Matthieu Des Rochers, le nouveau directeur sportif de la FQME depuis quelques semaines, m’a fait part de son opinion personnelle concernant ce manque de parité.

« Quand on pense à l’escalade, le réflexe de tout le monde, c’est de dire qu’il y a une belle équité au niveau des athlètes et des grimpeurs. Par contre, il y a un tout autre volet du monde de l’escalade qui n’est pas abordé présentement, et c’est la place des femmes parmi les officiels, les ouvreurs, mais aussi les coachs, les assureurs et les juges. Juste en te disant ce que je sais présentement de la situation, de la structure et de la formation des ouvreurs, je suis capable de dire qu’il y a effectivement des manques, qui ne permettent pas de donner la chance aux femmes d’être présentes sur le circuit. »

« Lorsqu’on va creuser davantage on va se rendre compte de ce qui fait que dans la structure actuelle, ça limite la place aux femmes et il va falloir changer ces choses-là. »

« Il y a des critères pour être ouvreur compétitif. Tu dois être capable de grimper des niveaux de difficulté. On se base sur une mentalité de dire que si tu grimpes à tel niveau de difficulté, tu es capable d’ouvrir tel niveau de difficulté. »

Selon lui, « il faut revoir ces critères-là, il faut arrêter de dire que parce que tu grimpes telle cote, tu es un ouvreur potentiel. Il faut se demander ce qu’est être un ouvreur ? Ça prend de la vision, être un ouvreur c’est aussi avoir un sens de la créativité, c’est aussi être un bon gestionnaire d’équipe, c’est aussi être capable d’amener les grimpeurs à relever de nouveaux défis, à varier leur mouvement. On va beaucoup plus loin pour moi dans la définition d’un ouvreur. Cette définition-là n’est pas présente actuellement dans les critères d’évaluation. On a tout ça à repenser ! C’est là qu’on va pouvoir faire rentrer les femmes. C’est sur ces sujets-là qu’on va leur faire de la place pour être capable de dire que là-dessus les femmes ont intérêt à être présentes. »

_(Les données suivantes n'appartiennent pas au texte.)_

PR #226, opened 2020-12-03
Close #147 - Double click or ctrl click for reduce align functions

### LINKED ISSUE #147: Align nodes vertically and horizontally

FaultyFunctions:
- Single click on alignment buttons will align the x or y but won't reduce space
- Double click or control click on alignment buttons will both align H and V and reduce the other axis (this is the previous behavior)
- Renamed align functions to be less confusing

Okay this is the fixed version! My B!

### DIFF
--- a/src/index.html
+++ b/src/index.html
@@ -59,8 +59,8 @@
 
     <!-- align controls -->
     <div class="app-sort">
-      <span data-bind="click: app.workspace.alignX" title="Arrange H"></span>
-      <span data-bind="click: app.workspace.alignY" title="Arrange V"></span>
+      <span data-bind="click: app.workspace.alignH, event: { dblclick: app.workspace.reduceAlignH }" title="Arrange H"></span>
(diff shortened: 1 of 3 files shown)


blurymind:
oh this is very useful! Thank you for fixing it. I will have a look after work :)

blurymind:
Code looks good to me and addresses the problem cleanly. Nicely done 👍

blurymind:
Merged! 🎉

Au fil des entrevues que j’ai menées pour la rédaction de cet article, j’ai ressenti une réelle volonté de la part de certaines personnes de l’industrie de faire évoluer l’ouverture vers plus de parité. La création de l’Initiative B.I.G semble être un grand tournant dans cette réflexion.

Bien qu’il peut exister des obstacles pour une femme à devenir ouvreuse, il est important de parler des personnes qui provoquent et vivent ce changement pour montrer les évolutions qui sont en train d’être opérées au sein de l’ouverture en escalade.

Même s’il n’y pas encore de mesures concrètes et officielles prisent par la fédération pour le moment, l’ensemble des témoignages recueillis me semblent quand même prometteurs.

La première étape du changement passe par une conscientisation d’une situation pour pouvoir ensuite opérer les dits-changements.

Eve Laprise | Photo: Olivier Dumas

Je tenais à adresser un grand merci à toutes les personnes qui ont accepté mes entrevues : Corinne Baril (ouvreuve chez Bloc Shop), Geneviève de la Plante (fondatrice de l’Initiative B.I.G), Matthieu des Rochers (directeur sportif de la FQME), Lisa Lajoie (co-propriétaire de Délire Escalade), Eve Laprise (ouvreuse chez Délire Escalade), Martine Lavallée (ouvreuse en extérieur), Léonie Marche (en train de développer le nouveau topo de Weir) et Andréanne Vallières (ouvreuse en extérieur) .

Et merci également à Hugo Drouin, Isabelle Laniel, Paul Laperrière, Vanessa Marcoux, de m’avoir apporté des précisions à des questions qui me préoccupaient.